== Exercise prompt ==
From the entries that follow, list every line in which the string "should" appears.

== Input for this task ==
PR #853, opened 2019-11-17
Native cssstylesheet

### LINKED ISSUE #774: Support CSSStyleSheet for .styles property
lit-element should support returning a `CSSStyleSheet` object from the static class getter `.styles()`, in order to support the upcoming CSS Modules spec.

This behavior should be supported:

```js
import styles from './my-element.css';

  static get styles() { return [styles]; }
}
```

Currently, I can do this, but it's using browser support only:

```js
import styles from './my-element.css';

  constructor() {
    super();

    // Lit doesn't clobber this, since it has zero styles
    this.shadowRoot.adoptedStyleSheets = [styles];
  }
}
```

samthor:
Fixes #774. Supports native `CSSStyleSheet` if and only if native adopted style sheets on shadow roots are supported.

### DIFF
--- a/src/lib/css-tag.ts
+++ b/src/lib/css-tag.ts
@@ -13,7 +13,7 @@ found at http://polymer.github.io/PATENTS.txt
  * Whether the current browser supports `adoptedStyleSheets`.
  */
 export const supportsAdoptingStyleSheets = (window.ShadowRoot) &&
-    (window.ShadyCSS === undefined) &&
+    (window.ShadyCSS === undefined || window.ShadyCSS.nativeShadow) &&
     ('adoptedStyleSheets' in Document.prototype) &&
     ('replace' in CSSStyleSheet.prototype);
 
--- a/src/lib/css-tag.ts
+++ b/src/lib/css-tag.ts
@@ -13,7 +13,7 @@ found at http://polymer.github.io/PATENTS.txt
  * Whether the current browser supports `adoptedStyleSheets`.
  */
 export const supportsAdoptingStyleSheets = (window.ShadowRoot) &&
-    ('adoptedStyleSheets' in ShadowRoot.prototype) &&
+    ('adoptedStyleSheets' in Document.prototype) &&
     ('replace' in CSSStyleSheet.prototype);
 
 const constructionToken = Symbol();
--- a/src/lib/css-tag.ts
+++ b/src/lib/css-tag.ts
@@ -12,8 +12,7 @@ found at http://polymer.github.io/PATENTS.txt
 /**
  * Whether the current browser supports `adoptedStyleSheets`.
  */
-export const supportsAdoptingStyleSheets =
-    (window.ShadowRoot) &&
+export const supportsAdoptingStyleSheets = (window.ShadowRoot) &&
     ('adoptedStyleSheets' in ShadowRoot.prototype) &&
     ('replace' in CSSStyleSheet.prototype);
 
--- a/src/lib/css-tag.ts
+++ b/src/lib/css-tag.ts
@@ -12,7 +12,7 @@ found at http://polymer.github.io/PATENTS.txt
 /**
  * Whether the current browser supports `adoptedStyleSheets`.
  */
-export const supportsAdoptingShadowStyleSheets =
+export const supportsAdoptingStyleSheets =
     (window.ShadowRoot) &&
     ('adoptedStyleSheets' in ShadowRoot.prototype) &&
     ('replace' in CSSStyleSheet.prototype);
@@ -37,9 +37,9 @@ export class CSSResult {
   // stylesheets are not created until the first element instance is made.
   get styleSheet(): CSSStyleSheet|null {
     if (this._styleSheet === undefined) {
-      // Note, if `supportsAdoptingShadowStyleSheets` is true then we assume
+      // Note, if `supportsAdoptingStyleSheets` is true then we assume
       // CSSStyleSheet is constructable.
-      if (supportsAdoptingShadowStyleSheets) {
+      if (supportsAdoptingStyleSheets) {
         this._styleSheet = new CSSStyleSheet();
         this._styleSheet.replaceSync(this.cssText);
       } else {
--- a/src/lib/css-tag.ts
+++ b/src/lib/css-tag.ts
@@ -13,6 +13,7 @@ found at http://polymer.github.io/PATENTS.txt
  * Whether the current browser supports `adoptedStyleSheets`.
  */
 export const supportsAdoptingStyleSheets = (window.ShadowRoot) &&
+    (window.ShadyCSS === undefined) &&
     ('adoptedStyleSheets' in Document.prototype) &&
     ('replace' in CSSStyleSheet.prototype);
 
--- a/src/lib/css-tag.ts
+++ b/src/lib/css-tag.ts
@@ -12,8 +12,9 @@ found at http://polymer.github.io/PATENTS.txt
 /**
  * Whether the current browser supports `adoptedStyleSheets`.
  */
-export const supportsAdoptingStyleSheets =
-    ('adoptedStyleSheets' in Document.prototype) &&
+export const supportsAdoptingShadowStyleSheets =
+    (window.ShadowRoot) &&
+    ('adoptedStyleSheets' in ShadowRoot.prototype) &&
     ('replace' in CSSStyleSheet.prototype);
 
 const constructionToken = Symbol();
@@ -28,6 +29,7 @@ export class CSSResult {
       throw new Error(
           'CSSResult is not constructable. Use `unsafeCSS` or `css` instead.');
     }
+
     this.cssText = cssText;
   }
 
@@ -35,9 +37,9 @@ export class CSSResult {
   // stylesheets are not created until the first element instance is made.
   get styleSheet(): CSSStyleSheet|null {
     if (this._styleSheet === undefined) {
-      // Note, if `adoptedStyleSheets` is supported then we assume CSSStyleSheet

== Reply ==
lit-element should support returning a `CSSStyleSheet` object from the static class getter `.styles()`, in order to support the upcoming CSS Modules spec.
This behavior should be supported:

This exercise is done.